Emmanuel Leubou, l’ancien chef de la cellule de la direction des dépenses des personnels et des pensions (Ddpp) du ministère des Finances, sera entendu dans l’une de ses deux affaires pendantes devant le Tribunal criminel spécial (TCS), notamment l’affaire du gonflement indu des salaires des personnels civils et militaires au taux extérieur. L’équipe des juges qui examine ce dossier a estimé suffisants les éléments de preuves présentés par l’accusation, invitant ainsi les accusés impliqués dans cette affaire de présenter leur défense.
Cette décision est tombée mercredi dernier, 1er juin, à la suite du réquisitoire intermédiaire du ministère public présenté la veille. En plus du témoignage de ses témoins, le magistrat du parquet a profité de l’occasion pour revenir sur le fonds de l’affaire dans le but de convaincre le tribunal que tous les ingrédients sont réunis pour qu’il procède à l’interrogatoire des mis en cause. Tous les accusés ont opté de se défendre en faisant des déclarations sous serment. Ils comptent tous par ailleurs verser aux débats des éléments de preuves.
Alors que le tribunal a tenté d’ouvrir le bal de l’audition des accusés par celle de l’ancien chef service du gestion du contentieux de la Ddpp, Philippe Raoul Panko, la figure de proue de l’affaire, comme il a lui-même qualifié, l’avocat du concerné a aussitôt sollicité et obtenu un report de l’audience. Ce temps, a-t-il expliqué, sera mis à profit pour aiguiser la défense de son client qui a été très souffrant ces derniers temps et, surtout, pour réunir les éléments de preuves dont se prévaut l’accusé. L’interrogatoire a été reporté les 1er, 2 et 3 août prochain.

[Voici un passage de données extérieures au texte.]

PR #1358, opened 2024-11-10
feat(router): allow users to have multiple wildcards cores allow_origins

### LINKED ISSUE #879: Cors AllowWildcard never set - Wildcard origins not taken into account

df-wg:
## Motivation and Context

A previous effort, #880, gave the initial steps to enabling multiple wildcards in `cors.allow_origins`. This PR takes it further, ensuring that we can handle a config with the configuration:
```
name: "CORS_ALLOW_ORIGINS"
value: "https://*.example.com,https://example.com,https://*.example.io:*,https://*.example.org,https://*.mytest.amplifyapp.com"
```

Closes #879 

## Checklist


router-tests/cors_test.go
```diff
@@ -0,0 +1,205 @@
+package integration
```
Aenimus, line 1: Perhaps a test for max recursion depth? Change the test instance to 2 or so and check that it fails?

df-wg: good point! Added

router/pkg/cors/config.go
```diff
@@ -17,7 +17,8 @@ type cors struct {
 }
 
 var (
-	DefaultSchemas = []string{
+	maxRecursionDepth = 10 // Safeguard against deep recursion
```
Aenimus, line 20: I think 10 probably makes much more sense!

df-wg: If necessary, we can make it configurable, but there doesn't seem to me to be a need for that at this point

Aenimus: agreed

router/pkg/cors/cors.go
```diff
@@ -123,21 +123,27 @@ func (c *Config) parseWildcardRules() [][]string {
 			continue
 		}
 
-		if c := strings.Count(o, "*"); c > 1 {
```
StarpTech, line 126: Please provide a bench for the regex so we can validate before and after impact.

StarpTech (changes requested):

router/pkg/cors/cors.go
df-wg: added two benches

df-wg:
Bench with wildcard: 
Screenshot 2024-11-11 at 7 42 56 PM

Bench without wildcard:
Screenshot 2024-11-11 at 7 43 44 PM

StarpTech (approved):
LGTM

StarpTech (approved):
LGTM

PR #557, opened 2026-05-11
fix: preserve discussion triggers in imported classroom zips

### LINKED ISSUE #556: Imported .maic.zip classrooms silently skip discussion actions because discussion.agentId is not remapped
## Summary
Classrooms imported from `.maic.zip` can fail to trigger scene-level `discussion` actions. The imported scene still carries the original course's `discussion.agentId`, but imported agents are recreated with new IDs. When playback reaches that action, the engine treats the agent as unselected/invalid and skips the discussion silently.

## Steps to Reproduce
1. Create or export a classroom that contains at least one `discussion` action.
2. Export it as `.maic.zip`.
3. Import that zip as a new classroom.
4. Play the scene containing the `discussion` action.

## Actual
The discussion does not trigger. No proactive discussion card appears, and playback continues as if the discussion had already been consumed.

## Expected
The imported classroom should trigger the same `discussion` action as the original classroom.

## Root Cause
- Export only normalizes `speech.audioId` for portability.
- `discussion.agentId` is serialized as a raw runtime ID.
- Import recreates agents with brand-new IDs.
- Import remaps `multiAgent.agentIndices`, but does not remap `discussion.agentId`.
- Playback skips `discussion` when its `agentId` is not in the currently selected agent list.

## Suggested Fix
1. Make action-level agent references portable in the zip format.
2. Remap imported `discussion` initiators to the newly created agent IDs during import.
3. Add a backward-compatible fallback for existing ZIPs:
   - If a legacy `discussion.agentId` is invalid after import, assign a valid student/non-teacher agent instead of leaving it stale.
4. Add regression tests for discussion round-trip.

## Test Gap
Current classroom zip tests cover audio reference rewriting, but not `discussion` agent reference round-tripping.

cosarah:
## Summary
- store portable discussion initiators in classroom zip manifests using `agentIndex` when possible
- remap imported discussion initiators to newly created agent IDs during `.maic.zip` import
- preserve legacy/default-agent discussion initiators for preset classrooms and add regression tests

## Testing
- frontend manual verification
- `/home/yangshen/maic/OpenMAIC/node_modules/.bin/vitest run tests/export/classroom-zip.test.ts`
- pre-commit checks: `prettier`, `eslint --fix`, `tsc --noEmit`

Closes #556


cosarah:
Self-review:

- I checked both import paths this change affects: generated-agent classrooms and preset/default-agent classrooms.
- During review I found one compatibility edge case and fixed it in a follow-up commit: preset classrooms could lose a legacy `discussion.agentId` on export when no manifest agent index was available.
- I verified the final diff preserves three behaviors:
  - new exports use portable `agentIndex` for discussion initiators when an exported agent mapping exists
  - imports remap discussion initiators onto the newly created generated-agent IDs
  - legacy/default-agent initiators are preserved when the classroom does not carry generated agents
- Regression coverage was expanded around both round-trip and legacy fallback behavior.
- I do not have further findings in the final PR diff.

Residual risk:
- coverage here is at the manifest rewrite/unit-test level; there is still no end-to-end browser test that exports, re-imports, and plays through a discussion trigger.

wyuc (commented):
E2E verified locally for PR #557.

Flow tested:
1. Created a classroom with one slide page containing a generated-agent `discussion` action after the lecture speech.
2. Exported it as `.maic.zip`.
3. Imported that ZIP into a fresh browser instance/context.
4. Played the imported page from the canvas and waited for the page playback to finish, not just a fixed delay after clicking Play.
5. Confirmed the discussion proactive card appeared, clicked Join, and verified the discussion response rendered in both the roundtable and Chat panel.

Checks observed:
- Exported `manifest.json` stores the discussion trigger as `agentIndex`.
- Import rewrites it to the new generated agent id in the target classroom.
- Joining the discussion sends `/api/chat` with `sessionType: "discussion"` and `triggerAgentId` equal to the imported/generated agent id.
- The discussion content played successfully after import.

Screenshots:

Discussion card after page playback finished

Discussion speaking after Join

Also ran:
- `pnpm test tests/export/classroom-zip.test.ts`

Looks good from the import/export + playback path I tested.

wyuc (approved):

PR #198, opened 2026-03-21
feat: add pre-generation outline review

nkmohit:
**Summary:**
Adds an optional "Review Outline" step between outline generation and content generation. Off by default so the existing flow is unchanged for casual users. When enabled, generation pauses after the outline is drafted and shows a review page where users can edit scene titles, descriptions, key points, reorder scenes, change scene types, add new scenes, or remove unwanted ones before confirming and starting content generation.

**Related Issues:**
Related to #173. Context from discussion in #150 where wyuc noted a mandatory confirmation step added friction this addresses that by making the review step opt-in via a toolbar toggle.

**Changes:**
- Added "Outline" tab to the generation toolbar popover with a "Review Outline" toggle (off by default)
- Added outline review page that renders `OutlinesEditor` (previously unused component) after outline streaming completes
- Generation pauses on outline step when toggle is enabled and only proceeds on user confirmation
- Added i18n translations for English and Chinese
- Added persisted setting for the toggle state

**Type of Change:**
- [x] New feature (non-breaking change that adds functionality)

**Steps to reproduce / test:**
1. Enable "Review Outline" in the generation toolbar (Image/Video/TTS/ASR/Outline tabs)
2. Enter a topic and click "Enter Classroom"
3. Watch outline generate — generation pauses and shows the review page
4. Edit, reorder, or remove scenes as needed
5. Click "Confirm and generate course" to proceed
6. Verify content generation uses the edited outlines
7. Disable the toggle and confirm generation proceeds automatically as before

**What you personally verified:**
- Toggle is off by default, existing generation flow unchanged
- Review page renders correctly with all outline items editable
- Scene type dropdown, reorder controls, delete, and add scene all work
- "Back to requirements" returns to the input page
- "Confirm and generate course" proceeds with edited outlines
- i18n works in both English and Chinese
- `pnpm exec tsc --noEmit` passes

**Evidence:**
- [x] CI passes (pnpm check && pnpm lint && npx tsc --noEmit)
- [x] Manually tested locally
- [x] Screenshots attached

screenshots: 
Screenshot 2026-03-21 at 3 20 01 PM
Screenshot 2026-03-21 at 3 21 20 PM
Screenshot 2026-03-21 at 3 22 15 PM
Screenshot 2026-03-21 at 3 22 36 PM
Screenshot 2026-03-21 at 3 22 52 PM

**Checklist:**
- [x] My code follows the project's coding style
- [x] I have performed a self-review of my code
- [x] My changes do not introduce new warnings

Issue #173, opened 2026-03-20
[Feature]: Add outline review and refinement step before content generation


nkmohit:
### Problem or Motivation

After outline generation, the app waits 800ms and then immediately starts scene content generation by calling `/api/generate/scene-content `with no user confirmation step. Users currently can’t remove unwanted scenes, reorder items, or adjust titles before the expensive generation runs.

This is also different from #68 (post-generation editing) because this feature enables controlled pre-generation, saving unnecessary calls for scenes the user doesn’t want.

### Proposed Solution

Two-phase approach:

Short term (UI wiring):

- Wire up the existing OutlinesEditor component (`components/generation/outlines-editor.tsx`) into the outline->content flow in `app/generation-preview/page.tsx`.
- After `/api/generate/scene-outlines-stream` finishes streaming, pause on the outline step and render OutlinesEditor.
- Only proceed to content generation after the user clicks a confirm action, using the (possibly edited) outlines.

Long term (conversation loop):

- Add a conversational refinement loop so users can provide natural-language feedback (e.g., “remove the quiz scenes”, “add a section on positional encoding”, “make it more beginner friendly”).
- The AI regenerates/refines the outline based on the original requirement + prior outline + user feedback.
- Repeat until the user confirms, then start scene content generation.

### Alternatives Considered

- Do post-generation editing only (but is less efficient because content generation already happened).
- Full regeneration from scratch (works but slower and more costly than targeted outline refinement).

### Area

Classroom generation

### Additional Context

- There is an OutlinesEditor component in `components/generation/outlines-editor.tsx` that appears to be planned for this use case but is currently unused.
- This change would give curators control before expensive generation and supports both manual editing now and AI-assisted iteration later.

wyuc:
The short-term UI wiring described here shipped in #558 (`a5209d7`): `OutlinesEditor` is now wired into `app/generation-preview/page.tsx` so generation pauses after outline streaming completes and the user can review/edit before content generation runs.

The long-term conversational refinement loop (natural-language outline edits) is not addressed yet — happy to track that under a follow-up issue if you'd like to spec it out further.

Thanks @nkmohit for the original proposal and for #198, which informed the placement design.

PR #558, opened 2026-05-11
feat(outline-review): clickable streaming card morphs into editor

wyuc:
## Summary

Replaces the placement, interaction, and visual design of the pre-generation outline review surface. The previous toolbar-toggle approach (#198) is dropped: the streaming preview card on `/generation-preview` is itself the entry into the editor, and morphs into it via a shared `layoutId` while SSE keeps streaming uninterrupted.

Implements #173 (short-term UI wiring; conversational refinement loop is still future work).

## Related issues / PRs

- Implements #173 — *Add outline review and refinement step before content generation*
- Supersedes #198 — *feat: add pre-generation outline review*. That PR added a "Review Outline" toggle inside the home toolbar's media popover; we revisited the placement and chose not to add another always-visible toolbar control because the home toolbar is already dense (model / PDF / web search / media / interactive / voice / submit). This PR keeps the default fast path and exposes review on demand from the streaming preview card itself.

If maintainers prefer to land #198's approach instead, this PR can be closed without merging — they cover the same product surface with different placement strategies.

## Demo flow

1. Submit any requirement on `/`.
2. Generation streams the outline into the small preview card (now tilted + with a "点击审阅" hint).
3. Click the card mid-stream to expand into the full editor; SSE keeps writing scenes into the editor in real time (read-only while streaming).
4. After streaming, edit titles / descriptions / key-points / type / quiz config; reorder by drag; insert with hover-revealed `+` between scenes; delete with in-place confirm popover.
5. Confirm to proceed, or collapse to fall back to the small card with a 2.5s auto-continue.

## What changed

**Streaming → editor morph** (`app/generation-preview/components/visualizers.tsx`, `app/generation-preview/page.tsx`)
- Streaming card is now an interactive `motion.div` (tilt + hover-straighten + always-visible expand affordance).
- `previewPhase: 'review'` can be entered mid-stream via `outlineReviewIntentRef`; SSE-completion ORs in this intent to decide whether to wait on confirmation.
- Editor's source of truth is `session.sceneOutlines ?? streamingOutlines`, so collapsed and expanded views stay in sync after edits.
- Header collapse button shrinks back to the preview card. Mid-stream collapse keeps SSE running; post-stream collapse re-arms the no-review path's 2.5s auto-continue timer.
- Auto-start condition broadened so a refresh during early-review reattaches to a fresh SSE rather than stalling.

**Editor redesign** (`components/generation/outlines-editor.tsx`)
- Document-style layout (Notion-feeling): drag handle + number share a flex left rail aligned to the title baseline; title/description are inline-editable borderless textareas with auto-resize.
- ⋮ overflow menu and explicit move-up/down removed; reordering is drag-only, with hover-revealed delete (popover-confirmed) next to the type pill.
- `+` insert dividers between scenes (hover-revealed); faint `+` at list edges replaces the "Add scene" bar so insertion is uniform.
- Quiz config popover redesigned: stepper for question count, segmented control for difficulty, multi-select pills for question types — fixes a pre-existing UI bug where the single-select silently truncated the LLM's `questionTypes` array to one element.
- Streaming placeholder row pulses below the latest scene during SSE.

**Draft cache fix** (`lib/hooks/use-draft-cache.ts`, `app/page.tsx`)
- Surfaced while testing "Back to requirements". `useDraftCache` initialised state via `useState`'s lazy initialiser, but under React 18+ SSR the initialiser only runs server-side (returns `undefined` because `window` is missing) and React reuses that hydrated state on the client without re-running it — so `cachedValue` was permanently `undefined` and nothing ever rehydrated. The home page then masked the symptom with a derived-state pattern that initialised `prev` from the same always-undefined value, making the comparison never fire.
- Switched the hook to an effect-based read so consumers receive a real state update after mount, and replaced the home page's derived-state restore with a `useEffect` + `useRef` guard.
- Side benefit: the PBL chat draft cache and quiz-answer cache start working (same broken pattern, same fix).
- Moved `localStorage.removeItem('requirementDraft')` in `generation-preview/page.tsx` to after the review promise resolves, so navigating back from the editor preserves the draft.

**i18n** (`lib/i18n/locales/{en-US,zh-CN,zh-TW,ja-JP,ru-RU,ar-SA}.json`)
- 14 new keys per locale: expand hint, streaming progress / waiting / waiting-confirm, collapse, delete confirmation copy, insert hint, quiz config summary, etc.
- Locale coverage test (`tests/i18n/outline-review-locales.test.ts`) extended to assert the new keys plus three `{{count}}` interpolation contracts.

## Removed from #198's scope

- The "Outline" tab and "Review Outline" toggle inside the home toolbar's media popover — explicitly out of scope per the placement design (no new always-visible toolbar control).
- The redundant "Review outline" button + auto-continue caption that lived under the preview card — the card itself is now the entry point.

## Test plan

- [x] `pnpm exec tsc --noEmit`
- [x] `pnpm vitest run tests/i18n/outline-review-locales.test.ts tests/store/settings-server-sync.test.ts` — 46/46 pass
- [ ] E2E: existing `e2e/tests/generation-flow.spec.ts` cases (review-from-preview, persist always-review, auto-open-when-always-review, persisted-review-session-resume) — locators are role-based and should be unaffected by the redesign, but worth running in CI.
- [ ] Manual flows:
  - [ ] Click streaming card mid-stream → editor expands, scenes keep arriving live
  - [ ] Collapse mid-stream → small card reappears, SSE keeps going
  - [ ] Collapse post-stream → small card + 2.5s auto-continue
  - [ ] "Always review outlines" toggle persists; auto-opens editor on next generation
  - [ ] Drag reorder, hover insert `+`, delete with popover confirm
  - [ ] Quiz scene with mixed `questionTypes` from LLM round-trips through editor
  - [ ] "Back to requirements" → home page restores the original input
  - [ ] Refresh during early-review → SSE restarts and editor refills

## Status

Draft for review. Particularly looking for opinions on:
1. **Placement-vs-#198 trade-off** — confirm we want to drop the toolbar toggle approach?
2. **Collapse-then-auto-continue UX** — currently 2.5s with no progress bar (we discussed and felt a countdown bar reads as CTA); fine to ship as-is?
3. **Quiz `questionTypes` fix** — pre-existing bug, OK to fold into this PR or split out?


wyuc:
Pushed `7dddcc4` addressing the code review. Summary of changes:

**Critical**
- ✅ E2E selectors (Critical 1) — `e2e/pages/generation-preview.page.ts` now matches the streaming card's `outlineExpandHint` aria-label (Tap to review / 点击审阅 / クリックでレビュー / Нажмите, чтобы проверить / اضغط للمراجعة) instead of the removed "Review outline" button.

**Important**
- ✅ RU/AR plurals (Important 2) — added CLDR plural variants. EN gets `_one` for the three count-bearing strings; RU adds `_one` and `_few` for `quizConfigSummary`; AR adds `_one` and `_two` for `outlineEditorSummary`, `outlineEditorStreamingProgress`, `quizConfigSummary`. Bare key remains as `_other` fallback. zh / zh-TW / ja have a single plural form so no change.
- ✅ Promise leak (Important 3) — `waitForOutlineReviewChoice` now accepts an `AbortSignal` and rejects on abort. `goBackToHome` and unmount cleanup already abort the controller, so the parked promise settles instead of stranding the awaiting `startGeneration` closure. The existing `AbortError` catch swallows it silently.
- ✅ Mid-stream collapse (Important 4) — added inline comment clarifying intent.
- ✅ Keyboard reorder (Important 5) — drag handle responds to Ctrl/⌘ + ↑/↓ when focused; copy switched from `dragScene` to a new `dragSceneHint` that surfaces the shortcut; `aria-keyshortcuts` declared.
- ✅ KeyPointInput blur (Important 6) — dropped `onBlur={onSubmit}`. Only Enter / comma commits. No more surprise chips when clicking away.

**Minor**
- ✅ Dead i18n keys (Minor 9) — removed `reviewOutlineAction`, `moveSceneUp`, `moveSceneDown`, `dragScene`, `sceneDescriptionLabel`, `keyPointsLabel`, `keyPointsPlaceholder`, `quizConfigLabel`, `addScene` from all 6 locales and from the coverage test.
- ✅ Layout thrash (Minor 11) — `useAutoResize` now `requestAnimationFrame`-batches its measure+write, with cancellation on cleanup.
- ✅ `isConfirmingOutlines` reset (Minor 14) — fallback path of `handleConfirmOutlines` now clears the flag before driving the transition itself.

**Deferred (not done in this commit)**
- The reviewer flagged a "removed `replaceThumbnails` / `revokeThumbnailSlideMediaUrls`" in `app/page.tsx`. Verified locally — that's a `origin/main..HEAD` two-dot diff artifact: my branch was rooted on `46b61de` and upstream commit `22c637c` (after my root) introduced those removals. Three-way merge will preserve them. Not a real removal in this PR.
- Reviewer also recommended rebasing the branch on `origin/main` so reviewers see the real diff. Holding on that pending maintainer preference — happy to rebase if you'd like the file count to reflect actual blast radius.

Verification:
- `pnpm exec tsc --noEmit` ✅
- `pnpm vitest run tests/i18n/outline-review-locales.test.ts tests/store/settings-server-sync.test.ts` → 46/46 ✅
- E2E not re-run locally (needs full dev server boot); selectors updated per the page-object change above.

---
*Edited to escape `#N` references that GitHub auto-linked to unrelated PRs/issues.*

wyuc:
Follow-up commits to get CI green after the rebase + bot review:

**`2880980` chore: prettier + drop redundant session check**
- Ran prettier on `outlines-editor.tsx` (Lint job was red).
- Removed `&& session` from the StepVisualizer `onExpandOutline` conditional — `session` is guaranteed non-null by the early-return guard above (flagged by `github-code-quality` bot's two inline comments at line 1299).

**`2fa5565` fix: silence react-hooks/set-state-in-effect on draft restore**
- ESLint's `react-hooks/set-state-in-effect` rule fired on the new `useDraftCache` effect read and the `app/page.tsx` restore effect. Added the same `eslint-disable` comment block already used for the file's other localStorage hydration effects — the `setState`-in-effect is intentional because lazy `useState` initialisers run on the SSR server with `window` undefined and React doesn't re-run them on hydration.

**`18019e4` revert: drop CLDR plural variants until key-alignment check supports them**
- `scripts/check-i18n-keys.mjs` enforces strict key equality across all locales, which is incompatible with i18next's per-locale plural-suffix keys (RU needs `_one`/`_few`/`_many`/`_other`, AR adds `_two`/`_zero`, while zh / ja need none). Any partial pluralization breaks alignment.
- Rolled back the `_one` / `_few` / `_two` variants I added in `7dddcc4`. The original "ungrammatical for n=1" wording from the reviewer's Important #2 stays for now — proper fix would teach `check-i18n-keys.mjs` to ignore CLDR plural suffixes when comparing key sets, then re-add the variants. Filing as follow-up.

**Also:** branch is now rebased on `origin/main` per the reviewer's recommendation, so the diff stat reflects actual blast radius (18 files, ~2k LOC) instead of the inflated two-dot view.

CI status:
- ✅ `Lint, Typecheck & Unit Tests` (1m26s)
- ✅ `Analyze (javascript-typescript)` (1m28s)
- ✅ `E2E Tests` (2m19s)

cosarah:
Tested locally — flow works as advertised: streaming card morph, mid-stream expand/collapse, drag reorder, hover `+` insert, popover delete, quiz config round-trip, "always review" persistence, and the draft-cache restore on "back to requirements".

Two small things worth considering before merging:

1. **Empty outline scenes pass through unchecked.** `insertOutlineAt` creates a scene with empty `title`/`description`/`keyPoints`, and `handleConfirmOutlines` only guards `length === 0`. The downstream LLM still produces something reasonable (it has the original requirement as context), but the resulting scene title is blank and the sidebar shows a perpetual loading skeleton for that page. Suggest filtering empty scenes on confirm, or disabling the confirm button (with a hint) when any scene has no title.

2. Minor follow-up only — even with (1) fixed, a fallback title in `scene-generator.ts` (e.g. `Scene N`) and ensuring empty-content failures move the outline to `failedOutlines` would harden the never-loading-state case.

LGTM otherwise — happy to merge once (1) is addressed.

cosarah (approved):
Approving — the empty-outline edge case can wait, since the outline schema is slated for refactor anyway. Nice work on the morph interaction and the draft-cache fix.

Lors de son réquisitoire intermédiaire, le procureur a expliqué qu’en février 2018, il a été découvert au Minfi que 18 salaires de personnels civils et militaires avaient été frauduleusement arrimés au «taux extérieur» bien que les concernés soient en service dans le pays. Le taux extérieur est en fait un privilège exclusivement réservé aux personnels de l’Etat en poste à l’étranger, précisément dans les missions diplomatiques et consulaires. S’appuyant sur les déclarations faites par de l’un de ses témoins, M. Bakary, le sous-directeur de la Ddpp du Minfi au moment des faits, le procureur indique que ce témoin a détaillé la procédure de calcul des salaires dans ses services. Selon ce témoin, le calcul des salaires des agents de l’Etat s’effectue au service de la gestion dont le chef était M. Panko au moment des faits. Les états confectionnés par ce dernier sont acheminés dans un bordereau à la cellule informatique dont l’unique rôle est d’inscrire les données dans le fichier solde de l’Etat.
Mais un contrôle inopiné opéré sur le fichier solde de l’Etat suite à une dénonciation d’une victime de la fraude, il était découvert qu’entre octobre 2017 et septembre 2018, des imposteurs avaient réussi à saigner le Trésor à hauteur de 320,5 millions de francs au moyen de la perception des salaires au taux extérieur frauduleux. Pendant les enquêtes, certains mis en cause sont passés aux aveux complets à l’instar de M. Panko.
Ce dernier, résume le procureur, avait avoué sa participation active dans le supposé forfait disant qu’il avait besoin d’argent pour organiser les obsèques de son père. Georges Bertrand Ze, son supposé acolyte, avait détaillé comment il recrutait les clients. Les enseignants Ymele Zanfack et Nathalie Crescence Ngono ont respectivement avoué leur perception indue de 20,3 et 51 millions de francs. M. Boukar Ousmane, déclaré en fuite complète la liste des accusés. Durant son réquisitoire, le procureur n’a pas prononcé le nom de M. Leubou si ce n’est de dire qu’il fait partie des accusés. Néanmoins le tribunal a décidé d’entendre tous les mis en cause sans exception.